For decades, the search for habitable worlds in space has focused almost exclusively on rocky planets in the so-called “habitable zone” (Goldilocks zone) around their stars, that narrow range of distances in which water can remain liquid. A new study published in early March 2026 radically expands that framework, proposing that natural satellites of distant planets, rather than the planets themselves, may be the real hiding places for life in space. And that the atmosphere and its key ingredient is not starlight, but hydrogen.
Researchers have shown that exomoons, natural satellites orbiting planets in other solar systems, can maintain life-sustaining conditions for billions of years if they retain thick hydrogen-rich atmospheres. The mechanism is basically atmospheric: the hydrogen atmosphere creates a greenhouse effect far more powerful than carbon dioxide or water vapor, trapping heat radiation with remarkable efficiency even on a moon far outside the conventional habitable zone of its star. The result is habitability that does not depend on proximity to the sun, but on the chemistry and physics of the atmosphere.
What makes this hypothesis particularly exciting is the time horizon it implies. The study indicates that under the right conditions, such moons could remain habitable not only for a few hundred million years, but through time scales comparable to the entire biological history of the Earth. That’s the key difference: Life on Earth evolved from single-celled organisms to complex beings over the course of three to four billion years. If exomoons can provide stable conditions for that duration, theoretically there is enough time for complex life forms as well.
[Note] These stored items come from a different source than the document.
PR #14, opened 2019-09-11
cleaning up registration app

tinakurian:
Relates to: https://jira.coreos.com/browse/CRT-240

cleaning up the repository by removing the callback endpoint, fixing comments, and using http consts where applicable


pkg/keycloak/keycloak_handler.go
```diff
@@ -0,0 +1,50 @@
+package keycloak
```
alexeykazakov: 1. There should not be any Keycloak specific code. We should not depend on the identity provider implementation unless we really have to.
Right now RHD supports OAuth2 and OpenID Connect specs. And it happens to run Keycloak. But we don't care.

2. Why would we want to have such endpoint to provide information about the Identity Provider in backend at all? Backend doesn't use this information. It's purely for UI. We could keep it in backend if we think we may need to use different clients which will consume such information (like different UIs/front-ends). So, was it your reasoning? Or something else?

michaelkleinhenz: Afaik we will need to have Keycloak-specific code in the project. While the JWT validation itself is generic, retrieving the public key is not imo.

pkg/health/health_check_handler.go
```diff
@@ -36,8 +36,8 @@ func (srv *Service) getHealthInfo() map[string]interface{} {
 }
 
 // HealthCheckHandler returns a default heath check result.
-func (srv *Service) HealthCheckHandler(ctx *gin.Context) {
-	// default handler for system health
+func (srv *HealthCheckService) GetHealthCheckHandler(ctx *gin.Context) {
```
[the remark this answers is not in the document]
tinakurian: Yes, i was thinking as what's done in Java. But furthermore, how would this look if we had to handle more than just a Get for a service? For instance, if in signup we have both a Get and Post how would the handle functions be named? I think there needs to be a way that is indicative of what http action the handler is handling...

pkg/health/health_check_handler.go
```diff
@@ -2,29 +2,29 @@ package health
...
 	"net/http"
 
 	"github.com/codeready-toolchain/registration-service/pkg/configuration"
+	"github.com/gin-gonic/gin"
 )
 
-// Service implements the service health endpoint.
-type Service struct {
+// HealthCheckService implements the service health endpoint.
+type HealthCheckService struct {
```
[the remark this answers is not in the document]
tinakurian: i was just copying what @sbryzak had introduced with his PR in the signup handler. I think the important part is consistency. I'm fine either way, but lets just agree to keep the code consistent. If we agreed to let in the signup handler with the struct type being "SignupService" when i think we should agree to make this the same... if that's not what we wanted then we should have made the change in that PR to be "Service" and "New" as was done in HealthCheck.

pkg/keycloak/keycloak_handler.go
michaelkleinhenz: Also, we need to supply the config to the JS Keycloak client. This can be done by:

1. burn the config static into the JS.
2. have it served as a static file from the backend.
3. have it generated from the backend config and served to the UI on an endpoint.

(1) is bad, it would mean to have configurable values compiled in or at least on two different locations (and not configurable using the config system, environment etc).

(2) is almost as bad as (1), it is just externalized from the JS, everything else from (1) applies as well.

(3) would be the way to have those config values unified with the rest of the config and managed and exposed in a sane way. BUT it requires to serve a Keycloak JSON from the backend.

I'd definitely say that a unified, managable config is more important than a generic backend. Especially because the UI *is* Keycloak-specific and an atomic part of the whole application.

michaelkleinhenz: If we want to go generic, we should dump that Keycloak client and use the standard OAuth2 flow (which was what we started with). But I admit the Keycloak JS client makes things much easier :-)

tinakurian: i think there are instances where static data that is purely used only for the ui are served via the back end. this can be seen in the static content hosting pattern for instance where style sheets, html pages, and even static drop down menus are populated via an endpoint. i think in our case, this json is very small and it can either sit in the ui or go in the back end. personally, i prefer to have it served..

alexeykazakov: > While the JWT validation itself is generic, retrieving the public key is not imo.

Retrieving the public keys is not Keycloak specific. It's JWK spec (see https://tools.ietf.org/html/rfc7517).
We have nothing KC specific in auth service and it works fine with RHD which runs Keycloak. But if RHD tomorrow switches to another implementation which still supports Oauth2, OpenID Connect, JWT, JWK, etc. specs then we should be good.

> Especially because the UI is Keycloak-specific and an atomic part of the whole application.

No. It's not. As I already mentioned multiple times we are going to use Keycloak JS Adapter not because it's KC specific. But because it actually works with services that implement Oauth2, OpenID Connect, JWT, JWK, etc. just fine. In addition to that the adapter has KC specific functionality too but we don't want/need to use those functionality. The generic part of KC Adapter is enough for us.
Many moons ago KC JS Adapter worked only with KC. But then we (OSIO-che team) modified it (contributed to upstream) so it can work with any auth service which implements the specs I mentioned above. For example we now use that JS adapter in che.openshift.io which talks to auth.openshift.io (our own go service which implements these specs. Not Keycloak!). We could use something else if we really wanted but why not using KC Adapter as a generic lib which works fine?

Regarding configuration for UI. UI will need configuration as any other our service. Auth is just one of piece of such configuration. It will also need to know URLs for reg-service, information about env (staging, prod, etc), etc. So, we should discuss what configuration we want to provide and how. But of course nothing should be hardcoded in JS/html.
But again it has nothing to do with KC specifics.

> i think in our case, this json is very small and it can either sit in the ui or go in the back end. personally, i prefer to have it served.. it just adds for more flexibility down the line. Perhaps one day these values will need to be extended, or perhaps one or more of these fields would be needed somewhere else.

This is a good point Tina. This is what I guessed about your motivation but wanted to confirm. The auth specific configuration would probably make sense to serve in reg-service since at least part of this config (like public keys URL) could be interesting to multiple clients (including the reg service itself). But we should not make it KC specific and we don't have to, really.

pkg/health/health_check_handler.go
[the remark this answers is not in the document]
tinakurian: i think it is also common practice even in golang to use Get, Create, Delete for handler function names.. see these examples: 

1. https://github.com/sarulabs/di-example/blob/master/app/handlers/cars.go
2. https://itnext.io/structuring-a-production-grade-rest-api-in-golang-c0229b3feedc
3. https://medium.com/@adigunhammedolalekan/build-and-deploy-a-secure-rest-api-with-go-postgresql-jwt-and-gorm-6fadf3da505b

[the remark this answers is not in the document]
alexeykazakov: Oh... this `Get` is for `GET` http method? Then yeah.. having it in the name could be good solution. Just not sure if we should add it in the beginning.. We can easily confuse it with getters/settes as I just did :) Maybe `HealthCheckGetHandler`?
Or add Get/Post/etc only when we need to have multiple methods like for `GetSignupHandler` and `PostSignupHandler`. But I'm fine with keeping it `GetHealtCheckHandler` too.

@sbryzak WDYT?

pkg/health/health_check_handler.go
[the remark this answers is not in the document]
alexeykazakov: I agree. Consistency is a must here. So, as I said if you think that using the long names would be better in other services for whatever reason (multiple services per package or something else) then let's use long names everywhere. It's minor anyway (consistency is not minor though).

pkg/health/health_check_handler.go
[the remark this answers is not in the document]
alexeykazakov: > i think it is also common practice even in golang to use Get, Create, Delete for handler function names.. see these examples:

Yep. It looks like it is. +1 to have it as `GetXXXHandler`, `PostXXXHandler`, etc.

pkg/health/health_check_handler.go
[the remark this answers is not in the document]
sbryzak: Within the signup package there are two services, `SignupService` and `SignupCallbackService`.  Generic struct and function names such as `Service` and `New` are not going to work here.

pkg/health/health_check_handler.go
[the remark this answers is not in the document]
sbryzak: I would avoid adding `Get` here also.  If for example we modified the endpoint to instead use `POST`, it would mean we would also need to rename this function.

pkg/server/routes.go
```diff
@@ -53,20 +53,16 @@ func (srv *RegistrationServer) SetupRoutes() error {
 
 		// /status is something you should always have in any of your services,
 		// please leave it as is.
-		healthService := health.New(srv.logger, srv.Config())
-		// TODO uncomment these once the services are available
-		//signupService := signup.NewSignupService(srv.logger, srv.Config())
-		//signupCallbackService := signup.NewSignupCallbackService(srv.logger, srv.Config())
```
sbryzak: Can we leave these lines here (commented out) until we are ready to implement them?  I am working on this endpoint this week.

pkg/signup/signup_callback_handler.go
```diff
@@ -1,34 +0,0 @@
...
-import (
-	"encoding/json"
-	"github.com/codeready-toolchain/registration-service/pkg/configuration"
-	"github.com/gin-gonic/gin"
-	"log"
-	"net/http"
-)
-
-// SignupCallbackService implements the signup callback endpoint.
-type SignupCallbackService struct {
```
sbryzak: Why was this file deleted?  This handler is intended to be the callback endpoint for which the SSO authentication will redirect the user to.

pkg/signup/signup_handler.go
```diff
@@ -22,13 +23,13 @@ func NewSignupService(logger *log.Logger, config *configuration.Registry) *Signu
 	}
 }
 
-// HandleRequest returns a default heath check result.
```
sbryzak: Thanks for fixing this for me. :)

pkg/signup/signup_handler.go
```diff
@@ -22,13 +23,13 @@ func NewSignupService(logger *log.Logger, config *configuration.Registry) *Signu
...
-func (srv *SignupService) HandleRequest(ctx *gin.Context) {
+// CreateSignupHandler returns signup info.
+func (srv *SignupService) CreateSignupHandler(ctx *gin.Context) {
```
sbryzak: I would leave the name of this function as it was.  It's not creating a signup handler here, it's handling the signup request (the handler was already *created* previously).

pkg/health/health_check_handler.go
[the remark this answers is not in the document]
sbryzak: Just to add to this, @tinakurian all of your examples are of REST services but the registration service isn't REST.  If we *were* developing a REST service, I would approach this differently.

pkg/keycloak/keycloak_handler.go
sbryzak: I need to add my +1 to not having any Keycloak-specific code here, at least in the Go code.  (This is speaking from experience working on fabric8-auth)

pkg/signup/signup_callback_handler.go
tinakurian: @sbryzak i had commented on your PR about the flow from discussing with @alexeykazakov . It can be found here: https://github.com/codeready-toolchain/registration-service/pull/13#discussion_r322421842 we don't need the SignupCallbackService..

pkg/signup/signup_handler.go
tinakurian: it's not about the handler, it's about the resource.. the resource is a POST, which would be to create... see design doc here: https://docs.google.com/document/d/19UzaXVqiOo9JqDYz3qUKguJwW-7zceA4UtTr358R_CA/edit#heading=h.olhyszn0h7id

pkg/health/health_check_handler.go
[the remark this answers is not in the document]
tinakurian: this is not quite right, see design doc here: https://docs.google.com/document/d/19UzaXVqiOo9JqDYz3qUKguJwW-7zceA4UtTr358R_CA/edit#heading=h.olhyszn0h7id and comment here: https://github.com/codeready-toolchain/registration-service/pull/13#discussion_r322421842

pkg/server/routes.go
tinakurian: we no longer need the signupCallbackService, see other comments for details

pkg/health/health_check_handler.go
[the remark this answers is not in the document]
tinakurian: @sbryzak i'm not sure i understand - this is definitely rest.

pkg/health/health_check_handler.go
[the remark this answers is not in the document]
sbryzak: So I just had a bluejeans call with @alexeykazakov and we are now on the same page in terms of design - Michael and I had previously discussed and agreed on which endpoints we would create and it seems we had all approached this from different angles. :)  Anyway, please disregard my previous comments about the `SignupCallback` handler, also after discussing with Alexey it seems after all that we will be going with a REST-style service, so +1 for the `Get` / `Post` function name prefixes also.

pkg/keycloak/keycloak_handler.go
tinakurian: it's removed, going to keep this PR to just cleanup

pkg/health/health_check_handler.go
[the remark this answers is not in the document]
tinakurian: just to be clear - going to keep the non-generic names and have also used get/post for handler names.

pkg/health/health_check_handler.go
```diff
@@ -2,29 +2,29 @@ package health
...
 }
 
-// New returns a new healthService instance.
-func New(logger *log.Logger, config *configuration.Registry) *Service {
-	r := new(Service)
-	r.logger = logger
-	r.config = config
-	return r
+// NewHealthCheckService returns a new HealthCheckService instance.
+func NewHealthCheckService(logger *log.Logger, config *configuration.Registry) *HealthCheckService {
```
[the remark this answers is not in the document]
tinakurian: resolved here: https://github.com/codeready-toolchain/registration-service/pull/14#discussion_r323537173

tinakurian:
thanks @sbryzak 🎉🍺

tinakurian:
thanks @alexeykazakov 🎉🍺

pkg/keycloak/keycloak_handler.go
michaelkleinhenz: @alexeykazakov ok, so the Keycloak client is a generic client. But to make it completely generic, we would have to provide the client.js with our service instead of pulling it "live" from the Keycloak instance. Providing it static is not recommended by the Keycloak doc for good reasons. Pulling it live on the other side would make the process Keycloak-specific. I guess no other implementation will provide a client JS with the same API on `/auth/js/keycloak.js`. Not nitpicking here, but I think this genericness discussion is somewhat over the top.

Exomoons have long been neglected in astrobiological research, in part because they are more difficult to detect and study than planets. But that perspective is changing. Our own solar system has dozens of satellites, of which Europa and Enceladus are already considered serious candidates for microbial life. If this idea is scaled to the entire galaxy, where giant and icy planets are extremely widespread, the number of potentially habitable moons becomes almost unimaginably large.

The study comes with clear limitations that the researchers themselves point out. For now, this is a theoretical work based on atmospheric modeling, not direct observations of actual exomoons. Not a single exomoon has been confirmed with absolute certainty, although there are several tantalizing candidates in the data so far. Physical constraints also exist when it comes to gravity: the moon must be massive enough to retain light hydrogen for long periods of time, and it must be sufficiently shielded from its star’s ultraviolet radiation, which can erode the atmosphere.
However, even the narrowest range of qualified candidates, spread across the hundreds of billions of stars in the Milky Way, represents an astronomically large absolute number of possible worlds. The James Webb telescope has already demonstrated the possibility of detecting chemical signatures in the atmospheres of exoplanets with a precision that was unattainable a decade ago. If future generations of telescopes are able to identify the spectroscopic signatures of hydrogen atmospheres around large moons, it opens up a whole new catalog of astronomical targets worth observing.
What this study actually offers is not just a new hypothesis about habitability, but a call to redefine the term itself. The search for life based solely on Earth as a template may have drastically underestimated the diversity of environments in which life can arise and survive for decades, reports DWS.